=== Begin Enclosure ===
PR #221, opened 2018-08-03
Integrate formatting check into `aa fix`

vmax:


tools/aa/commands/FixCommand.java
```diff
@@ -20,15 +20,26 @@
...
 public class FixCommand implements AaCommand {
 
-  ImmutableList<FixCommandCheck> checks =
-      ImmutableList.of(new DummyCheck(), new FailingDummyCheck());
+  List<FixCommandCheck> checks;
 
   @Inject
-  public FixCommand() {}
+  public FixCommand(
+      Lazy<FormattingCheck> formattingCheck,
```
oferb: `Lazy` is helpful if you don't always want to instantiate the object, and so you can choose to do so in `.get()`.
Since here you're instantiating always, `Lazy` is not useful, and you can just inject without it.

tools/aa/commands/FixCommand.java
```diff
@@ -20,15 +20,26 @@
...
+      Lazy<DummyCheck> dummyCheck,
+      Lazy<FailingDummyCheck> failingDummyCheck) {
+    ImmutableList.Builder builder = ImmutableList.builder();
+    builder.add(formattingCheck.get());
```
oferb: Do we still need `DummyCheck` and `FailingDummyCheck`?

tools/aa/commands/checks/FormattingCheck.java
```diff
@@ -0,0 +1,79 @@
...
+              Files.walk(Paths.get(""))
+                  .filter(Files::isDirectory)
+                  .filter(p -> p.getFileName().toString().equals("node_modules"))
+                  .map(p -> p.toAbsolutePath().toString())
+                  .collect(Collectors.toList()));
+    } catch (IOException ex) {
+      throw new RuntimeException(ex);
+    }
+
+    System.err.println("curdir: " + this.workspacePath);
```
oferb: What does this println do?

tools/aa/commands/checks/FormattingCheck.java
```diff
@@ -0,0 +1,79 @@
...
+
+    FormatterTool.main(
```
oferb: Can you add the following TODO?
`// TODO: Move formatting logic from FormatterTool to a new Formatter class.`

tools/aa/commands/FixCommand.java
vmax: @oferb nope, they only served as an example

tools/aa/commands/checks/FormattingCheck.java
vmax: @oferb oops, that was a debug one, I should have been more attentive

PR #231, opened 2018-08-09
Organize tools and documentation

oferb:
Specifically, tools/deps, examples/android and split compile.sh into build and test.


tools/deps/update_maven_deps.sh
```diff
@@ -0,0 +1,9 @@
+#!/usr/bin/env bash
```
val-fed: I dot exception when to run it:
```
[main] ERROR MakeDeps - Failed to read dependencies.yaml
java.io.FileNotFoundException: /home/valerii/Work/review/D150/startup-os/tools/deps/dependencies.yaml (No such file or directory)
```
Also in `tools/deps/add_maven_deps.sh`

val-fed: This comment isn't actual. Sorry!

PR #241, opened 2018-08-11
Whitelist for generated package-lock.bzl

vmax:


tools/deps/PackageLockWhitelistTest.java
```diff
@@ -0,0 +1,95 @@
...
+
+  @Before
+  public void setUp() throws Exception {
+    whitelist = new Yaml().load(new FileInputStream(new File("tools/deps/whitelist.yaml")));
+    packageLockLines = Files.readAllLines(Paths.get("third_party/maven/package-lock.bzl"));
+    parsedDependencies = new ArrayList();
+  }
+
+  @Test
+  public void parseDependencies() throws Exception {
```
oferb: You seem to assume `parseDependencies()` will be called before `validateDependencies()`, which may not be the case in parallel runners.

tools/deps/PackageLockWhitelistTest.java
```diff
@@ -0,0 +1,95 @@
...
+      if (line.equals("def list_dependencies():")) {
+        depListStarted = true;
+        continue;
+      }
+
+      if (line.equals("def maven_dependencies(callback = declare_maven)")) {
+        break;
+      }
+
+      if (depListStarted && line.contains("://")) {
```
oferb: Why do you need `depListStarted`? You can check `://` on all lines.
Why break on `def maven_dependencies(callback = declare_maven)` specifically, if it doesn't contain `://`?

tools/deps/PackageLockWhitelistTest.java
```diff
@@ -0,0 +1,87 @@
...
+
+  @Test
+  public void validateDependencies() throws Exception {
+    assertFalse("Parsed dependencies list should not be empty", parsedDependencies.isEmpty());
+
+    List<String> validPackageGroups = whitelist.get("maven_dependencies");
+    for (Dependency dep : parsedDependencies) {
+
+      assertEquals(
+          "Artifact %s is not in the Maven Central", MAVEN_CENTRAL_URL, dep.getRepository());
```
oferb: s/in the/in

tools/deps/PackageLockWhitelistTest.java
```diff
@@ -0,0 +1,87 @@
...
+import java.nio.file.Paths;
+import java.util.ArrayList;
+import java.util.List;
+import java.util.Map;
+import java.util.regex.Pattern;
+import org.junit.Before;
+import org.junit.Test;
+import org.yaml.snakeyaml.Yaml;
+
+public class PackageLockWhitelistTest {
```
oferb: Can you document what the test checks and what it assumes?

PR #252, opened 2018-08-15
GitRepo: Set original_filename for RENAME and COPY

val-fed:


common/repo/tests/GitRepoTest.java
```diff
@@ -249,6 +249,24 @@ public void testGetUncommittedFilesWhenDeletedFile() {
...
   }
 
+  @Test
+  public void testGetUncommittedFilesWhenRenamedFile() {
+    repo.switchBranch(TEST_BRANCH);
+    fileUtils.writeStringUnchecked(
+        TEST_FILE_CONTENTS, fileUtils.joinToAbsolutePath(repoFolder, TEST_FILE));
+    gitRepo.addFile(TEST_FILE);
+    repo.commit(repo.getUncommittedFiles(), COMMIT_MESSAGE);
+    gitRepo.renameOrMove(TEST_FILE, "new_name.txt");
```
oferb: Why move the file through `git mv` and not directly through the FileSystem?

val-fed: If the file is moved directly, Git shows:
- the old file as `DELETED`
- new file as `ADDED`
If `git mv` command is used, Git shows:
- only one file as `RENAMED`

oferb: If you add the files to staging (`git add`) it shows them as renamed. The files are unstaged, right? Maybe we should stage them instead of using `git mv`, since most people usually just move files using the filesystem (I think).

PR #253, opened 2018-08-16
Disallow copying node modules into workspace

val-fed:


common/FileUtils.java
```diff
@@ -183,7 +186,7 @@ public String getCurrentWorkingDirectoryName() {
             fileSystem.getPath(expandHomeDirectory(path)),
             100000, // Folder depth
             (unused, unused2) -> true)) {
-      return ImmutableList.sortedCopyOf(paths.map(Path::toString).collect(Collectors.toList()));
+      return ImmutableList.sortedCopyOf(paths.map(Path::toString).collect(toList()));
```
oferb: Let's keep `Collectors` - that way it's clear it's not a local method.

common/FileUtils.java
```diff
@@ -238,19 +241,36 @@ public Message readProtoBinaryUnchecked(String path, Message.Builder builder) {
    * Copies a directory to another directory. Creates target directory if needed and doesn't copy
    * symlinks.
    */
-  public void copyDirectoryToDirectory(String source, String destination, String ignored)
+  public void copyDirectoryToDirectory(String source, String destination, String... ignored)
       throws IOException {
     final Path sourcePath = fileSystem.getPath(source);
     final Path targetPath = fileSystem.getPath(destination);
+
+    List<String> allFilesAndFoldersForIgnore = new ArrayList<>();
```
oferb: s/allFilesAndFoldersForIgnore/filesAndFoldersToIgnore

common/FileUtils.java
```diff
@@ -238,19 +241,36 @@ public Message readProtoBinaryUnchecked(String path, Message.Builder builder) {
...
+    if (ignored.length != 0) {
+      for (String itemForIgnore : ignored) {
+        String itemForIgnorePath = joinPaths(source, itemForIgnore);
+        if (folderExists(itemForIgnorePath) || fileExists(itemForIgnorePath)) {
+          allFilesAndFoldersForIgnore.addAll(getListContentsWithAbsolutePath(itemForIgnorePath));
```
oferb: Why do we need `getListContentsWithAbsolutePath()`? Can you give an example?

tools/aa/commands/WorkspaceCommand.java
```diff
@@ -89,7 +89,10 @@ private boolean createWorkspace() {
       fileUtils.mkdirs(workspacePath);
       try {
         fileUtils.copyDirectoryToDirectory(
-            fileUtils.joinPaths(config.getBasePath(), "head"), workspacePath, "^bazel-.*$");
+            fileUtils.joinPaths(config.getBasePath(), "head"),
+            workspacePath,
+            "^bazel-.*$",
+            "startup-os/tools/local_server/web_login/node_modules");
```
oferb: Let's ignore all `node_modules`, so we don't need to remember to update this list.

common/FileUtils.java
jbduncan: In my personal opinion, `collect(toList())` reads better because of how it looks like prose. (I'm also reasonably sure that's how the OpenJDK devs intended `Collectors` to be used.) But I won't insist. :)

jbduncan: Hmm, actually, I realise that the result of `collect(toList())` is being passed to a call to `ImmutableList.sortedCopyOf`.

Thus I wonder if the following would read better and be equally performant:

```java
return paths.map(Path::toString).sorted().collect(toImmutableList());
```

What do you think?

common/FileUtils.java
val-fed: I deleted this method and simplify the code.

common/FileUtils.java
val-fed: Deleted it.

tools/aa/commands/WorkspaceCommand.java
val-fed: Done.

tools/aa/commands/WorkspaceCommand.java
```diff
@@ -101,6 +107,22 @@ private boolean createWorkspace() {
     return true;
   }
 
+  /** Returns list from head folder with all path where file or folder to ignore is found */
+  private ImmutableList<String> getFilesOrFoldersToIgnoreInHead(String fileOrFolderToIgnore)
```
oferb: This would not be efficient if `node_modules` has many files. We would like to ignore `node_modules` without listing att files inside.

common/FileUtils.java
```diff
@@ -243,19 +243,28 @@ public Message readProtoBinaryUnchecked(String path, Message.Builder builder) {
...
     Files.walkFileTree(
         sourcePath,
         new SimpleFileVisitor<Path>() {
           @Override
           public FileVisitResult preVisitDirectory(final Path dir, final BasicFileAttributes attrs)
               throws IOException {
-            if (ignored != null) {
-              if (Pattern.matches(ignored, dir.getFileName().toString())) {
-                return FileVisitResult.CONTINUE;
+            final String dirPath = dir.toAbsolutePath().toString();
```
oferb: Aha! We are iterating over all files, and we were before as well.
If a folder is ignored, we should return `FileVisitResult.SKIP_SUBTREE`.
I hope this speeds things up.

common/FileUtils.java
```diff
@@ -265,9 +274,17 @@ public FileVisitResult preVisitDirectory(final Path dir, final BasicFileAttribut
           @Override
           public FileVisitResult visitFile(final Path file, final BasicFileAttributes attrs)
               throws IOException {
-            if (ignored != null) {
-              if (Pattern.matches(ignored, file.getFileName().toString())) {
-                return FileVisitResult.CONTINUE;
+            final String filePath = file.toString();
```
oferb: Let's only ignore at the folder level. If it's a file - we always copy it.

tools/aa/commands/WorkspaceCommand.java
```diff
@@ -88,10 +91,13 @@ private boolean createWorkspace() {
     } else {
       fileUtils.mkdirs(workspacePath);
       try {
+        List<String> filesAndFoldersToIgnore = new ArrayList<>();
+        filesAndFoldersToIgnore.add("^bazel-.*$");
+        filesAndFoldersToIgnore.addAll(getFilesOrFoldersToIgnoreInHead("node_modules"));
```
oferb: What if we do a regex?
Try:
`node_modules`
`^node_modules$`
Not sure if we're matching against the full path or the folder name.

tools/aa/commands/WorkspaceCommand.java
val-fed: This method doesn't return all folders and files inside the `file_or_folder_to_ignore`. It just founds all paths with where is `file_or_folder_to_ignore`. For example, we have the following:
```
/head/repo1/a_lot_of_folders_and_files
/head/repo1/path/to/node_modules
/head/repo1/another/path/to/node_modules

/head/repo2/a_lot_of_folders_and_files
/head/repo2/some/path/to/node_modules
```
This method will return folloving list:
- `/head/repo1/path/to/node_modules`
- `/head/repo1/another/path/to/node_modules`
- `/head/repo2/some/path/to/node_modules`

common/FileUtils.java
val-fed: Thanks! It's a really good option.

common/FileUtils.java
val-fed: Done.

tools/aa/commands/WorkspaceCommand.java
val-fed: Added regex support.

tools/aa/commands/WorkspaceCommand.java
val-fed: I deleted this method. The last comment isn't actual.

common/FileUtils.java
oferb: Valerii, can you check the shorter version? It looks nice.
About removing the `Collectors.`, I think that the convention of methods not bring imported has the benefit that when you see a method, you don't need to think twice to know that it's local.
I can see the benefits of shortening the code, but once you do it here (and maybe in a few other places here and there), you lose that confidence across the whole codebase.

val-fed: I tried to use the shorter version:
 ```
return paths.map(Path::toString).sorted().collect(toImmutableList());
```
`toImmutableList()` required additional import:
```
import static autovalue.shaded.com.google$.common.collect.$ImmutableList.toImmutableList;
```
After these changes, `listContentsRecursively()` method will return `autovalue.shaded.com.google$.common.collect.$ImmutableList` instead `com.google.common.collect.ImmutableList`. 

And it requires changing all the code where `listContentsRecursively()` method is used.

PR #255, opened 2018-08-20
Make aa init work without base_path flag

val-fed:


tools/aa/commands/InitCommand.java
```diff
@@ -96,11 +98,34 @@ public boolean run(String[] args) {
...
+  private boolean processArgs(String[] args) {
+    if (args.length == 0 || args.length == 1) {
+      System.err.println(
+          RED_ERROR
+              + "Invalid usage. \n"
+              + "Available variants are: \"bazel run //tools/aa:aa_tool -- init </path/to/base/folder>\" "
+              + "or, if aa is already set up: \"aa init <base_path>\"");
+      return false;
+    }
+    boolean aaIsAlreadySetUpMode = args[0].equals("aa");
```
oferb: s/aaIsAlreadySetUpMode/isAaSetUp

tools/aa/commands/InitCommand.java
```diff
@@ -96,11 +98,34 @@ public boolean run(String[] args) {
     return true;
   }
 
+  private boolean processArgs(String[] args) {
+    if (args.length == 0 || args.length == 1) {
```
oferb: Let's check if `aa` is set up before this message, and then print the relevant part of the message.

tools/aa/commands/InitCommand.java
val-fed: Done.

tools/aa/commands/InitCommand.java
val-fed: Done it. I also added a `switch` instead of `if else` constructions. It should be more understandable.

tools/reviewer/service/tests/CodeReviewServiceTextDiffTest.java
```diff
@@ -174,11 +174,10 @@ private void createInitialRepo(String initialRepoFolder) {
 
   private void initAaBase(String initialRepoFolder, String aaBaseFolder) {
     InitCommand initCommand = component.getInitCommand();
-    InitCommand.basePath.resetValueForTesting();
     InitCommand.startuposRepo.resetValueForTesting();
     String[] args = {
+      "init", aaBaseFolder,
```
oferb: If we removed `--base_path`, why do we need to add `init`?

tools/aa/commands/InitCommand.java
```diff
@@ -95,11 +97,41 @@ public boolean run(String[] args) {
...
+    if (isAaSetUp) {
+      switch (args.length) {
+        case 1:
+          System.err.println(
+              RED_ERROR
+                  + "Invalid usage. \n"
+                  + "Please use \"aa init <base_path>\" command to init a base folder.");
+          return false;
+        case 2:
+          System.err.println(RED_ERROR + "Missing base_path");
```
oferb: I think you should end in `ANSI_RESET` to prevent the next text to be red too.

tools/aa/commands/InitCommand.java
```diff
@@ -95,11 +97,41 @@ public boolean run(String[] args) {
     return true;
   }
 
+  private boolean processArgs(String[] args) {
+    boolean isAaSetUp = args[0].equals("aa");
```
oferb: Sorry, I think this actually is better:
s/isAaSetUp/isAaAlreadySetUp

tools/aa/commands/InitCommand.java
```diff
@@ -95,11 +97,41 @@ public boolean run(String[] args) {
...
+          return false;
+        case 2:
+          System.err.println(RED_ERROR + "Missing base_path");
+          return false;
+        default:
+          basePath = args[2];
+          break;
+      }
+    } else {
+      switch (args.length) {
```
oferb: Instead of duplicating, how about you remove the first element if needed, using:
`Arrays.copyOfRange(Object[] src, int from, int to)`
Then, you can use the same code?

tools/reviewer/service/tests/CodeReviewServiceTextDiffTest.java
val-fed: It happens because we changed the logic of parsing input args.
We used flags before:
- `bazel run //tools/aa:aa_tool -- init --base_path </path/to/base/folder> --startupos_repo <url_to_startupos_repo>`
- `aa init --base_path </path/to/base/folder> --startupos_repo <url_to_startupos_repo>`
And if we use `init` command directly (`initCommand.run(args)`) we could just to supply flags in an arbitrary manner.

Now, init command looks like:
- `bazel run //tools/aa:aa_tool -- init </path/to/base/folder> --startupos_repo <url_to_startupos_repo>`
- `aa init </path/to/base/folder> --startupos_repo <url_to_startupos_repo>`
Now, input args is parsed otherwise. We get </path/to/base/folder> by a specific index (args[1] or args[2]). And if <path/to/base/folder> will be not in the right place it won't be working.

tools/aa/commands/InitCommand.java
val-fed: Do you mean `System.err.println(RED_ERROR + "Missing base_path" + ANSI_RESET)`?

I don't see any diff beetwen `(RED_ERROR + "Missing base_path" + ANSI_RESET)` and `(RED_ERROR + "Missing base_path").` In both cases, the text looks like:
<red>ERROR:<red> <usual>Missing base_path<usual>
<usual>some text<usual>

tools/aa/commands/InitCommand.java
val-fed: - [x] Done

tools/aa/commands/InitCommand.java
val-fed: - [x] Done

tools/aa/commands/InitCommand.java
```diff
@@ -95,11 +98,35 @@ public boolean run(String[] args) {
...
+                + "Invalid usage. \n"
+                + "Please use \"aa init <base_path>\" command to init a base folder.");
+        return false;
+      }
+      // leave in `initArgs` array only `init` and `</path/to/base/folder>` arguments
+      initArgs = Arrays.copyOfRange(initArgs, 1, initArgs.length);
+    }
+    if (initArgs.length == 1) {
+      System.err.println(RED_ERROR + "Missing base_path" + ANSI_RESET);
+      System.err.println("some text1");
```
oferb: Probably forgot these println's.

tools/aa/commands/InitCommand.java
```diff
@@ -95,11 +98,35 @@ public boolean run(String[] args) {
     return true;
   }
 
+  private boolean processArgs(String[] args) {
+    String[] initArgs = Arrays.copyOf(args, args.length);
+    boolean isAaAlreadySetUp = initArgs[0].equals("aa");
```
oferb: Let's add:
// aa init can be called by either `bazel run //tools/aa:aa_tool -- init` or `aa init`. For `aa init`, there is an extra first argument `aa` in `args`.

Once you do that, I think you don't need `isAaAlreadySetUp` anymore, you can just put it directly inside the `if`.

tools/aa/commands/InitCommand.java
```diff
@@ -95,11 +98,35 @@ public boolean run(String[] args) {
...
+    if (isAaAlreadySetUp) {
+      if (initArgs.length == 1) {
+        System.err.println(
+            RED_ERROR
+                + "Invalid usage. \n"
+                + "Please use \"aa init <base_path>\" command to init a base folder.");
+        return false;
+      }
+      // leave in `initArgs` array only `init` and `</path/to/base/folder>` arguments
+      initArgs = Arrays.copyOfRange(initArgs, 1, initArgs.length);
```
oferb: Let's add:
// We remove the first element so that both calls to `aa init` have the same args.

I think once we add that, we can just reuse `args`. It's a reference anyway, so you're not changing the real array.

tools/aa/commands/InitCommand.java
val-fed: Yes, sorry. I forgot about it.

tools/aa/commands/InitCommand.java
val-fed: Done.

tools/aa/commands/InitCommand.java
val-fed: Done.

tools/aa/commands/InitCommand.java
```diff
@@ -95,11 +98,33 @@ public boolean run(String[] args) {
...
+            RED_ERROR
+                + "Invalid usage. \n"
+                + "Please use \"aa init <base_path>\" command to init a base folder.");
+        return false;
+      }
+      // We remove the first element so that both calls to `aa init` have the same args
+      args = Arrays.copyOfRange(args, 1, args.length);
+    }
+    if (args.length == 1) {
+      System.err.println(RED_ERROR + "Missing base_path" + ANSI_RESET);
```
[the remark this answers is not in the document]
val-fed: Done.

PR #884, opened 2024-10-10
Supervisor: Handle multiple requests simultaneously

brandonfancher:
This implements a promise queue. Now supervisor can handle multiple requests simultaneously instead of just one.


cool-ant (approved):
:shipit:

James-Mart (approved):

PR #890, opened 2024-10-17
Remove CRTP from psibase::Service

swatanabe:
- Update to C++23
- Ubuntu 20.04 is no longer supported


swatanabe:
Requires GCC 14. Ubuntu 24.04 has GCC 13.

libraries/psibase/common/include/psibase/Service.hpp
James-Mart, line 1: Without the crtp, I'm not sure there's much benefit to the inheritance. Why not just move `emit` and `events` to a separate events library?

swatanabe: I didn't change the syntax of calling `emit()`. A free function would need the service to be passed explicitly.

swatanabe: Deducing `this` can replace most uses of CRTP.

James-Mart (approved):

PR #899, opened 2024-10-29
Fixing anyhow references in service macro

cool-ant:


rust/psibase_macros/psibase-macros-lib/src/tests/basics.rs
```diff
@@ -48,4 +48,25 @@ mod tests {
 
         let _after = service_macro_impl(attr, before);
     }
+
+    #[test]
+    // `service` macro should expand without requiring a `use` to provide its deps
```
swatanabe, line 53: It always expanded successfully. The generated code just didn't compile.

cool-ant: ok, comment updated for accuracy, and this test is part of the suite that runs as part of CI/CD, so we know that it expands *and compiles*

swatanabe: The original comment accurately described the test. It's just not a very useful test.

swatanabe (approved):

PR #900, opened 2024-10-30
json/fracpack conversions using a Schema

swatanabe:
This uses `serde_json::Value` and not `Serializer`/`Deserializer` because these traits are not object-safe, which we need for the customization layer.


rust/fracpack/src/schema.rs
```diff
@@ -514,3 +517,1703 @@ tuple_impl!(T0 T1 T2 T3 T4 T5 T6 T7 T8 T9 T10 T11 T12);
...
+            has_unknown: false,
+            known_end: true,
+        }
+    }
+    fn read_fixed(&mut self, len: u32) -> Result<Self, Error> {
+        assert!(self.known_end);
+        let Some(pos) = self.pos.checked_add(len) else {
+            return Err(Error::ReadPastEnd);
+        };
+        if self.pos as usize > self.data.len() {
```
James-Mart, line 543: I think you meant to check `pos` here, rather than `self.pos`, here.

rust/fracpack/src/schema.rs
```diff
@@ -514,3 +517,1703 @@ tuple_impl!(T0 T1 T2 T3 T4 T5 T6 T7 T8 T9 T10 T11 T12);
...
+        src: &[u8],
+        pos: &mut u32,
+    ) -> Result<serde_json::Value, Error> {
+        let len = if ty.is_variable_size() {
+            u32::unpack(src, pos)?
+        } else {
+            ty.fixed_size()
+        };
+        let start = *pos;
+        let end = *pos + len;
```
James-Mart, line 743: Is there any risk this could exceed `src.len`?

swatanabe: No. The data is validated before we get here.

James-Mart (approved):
=== End Enclosure ===
### Exercise objective
Reproduce the material above exactly, beginning at its first line and ending with the line that holds "vmax: @oferb nope, they". Include nothing else.

### Result
PR #221, opened 2018-08-03
Integrate formatting check into `aa fix`

vmax:


tools/aa/commands/FixCommand.java
```diff
@@ -20,15 +20,26 @@
...
 public class FixCommand implements AaCommand {
 
-  ImmutableList<FixCommandCheck> checks =
-      ImmutableList.of(new DummyCheck(), new FailingDummyCheck());
+  List<FixCommandCheck> checks;
 
   @Inject
-  public FixCommand() {}
+  public FixCommand(
+      Lazy<FormattingCheck> formattingCheck,
```
oferb: `Lazy` is helpful if you don't always want to instantiate the object, and so you can choose to do so in `.get()`.
Since here you're instantiating always, `Lazy` is not useful, and you can just inject without it.

tools/aa/commands/FixCommand.java
```diff
@@ -20,15 +20,26 @@
...
+      Lazy<DummyCheck> dummyCheck,
+      Lazy<FailingDummyCheck> failingDummyCheck) {
+    ImmutableList.Builder builder = ImmutableList.builder();
+    builder.add(formattingCheck.get());
```
oferb: Do we still need `DummyCheck` and `FailingDummyCheck`?

tools/aa/commands/checks/FormattingCheck.java
```diff
@@ -0,0 +1,79 @@
...
+              Files.walk(Paths.get(""))
+                  .filter(Files::isDirectory)
+                  .filter(p -> p.getFileName().toString().equals("node_modules"))
+                  .map(p -> p.toAbsolutePath().toString())
+                  .collect(Collectors.toList()));
+    } catch (IOException ex) {
+      throw new RuntimeException(ex);
+    }
+
+    System.err.println("curdir: " + this.workspacePath);
```
oferb: What does this println do?

tools/aa/commands/checks/FormattingCheck.java
```diff
@@ -0,0 +1,79 @@
...
+
+    FormatterTool.main(
```
oferb: Can you add the following TODO?
`// TODO: Move formatting logic from FormatterTool to a new Formatter class.`

tools/aa/commands/FixCommand.java
vmax: @oferb nope, they only served as an example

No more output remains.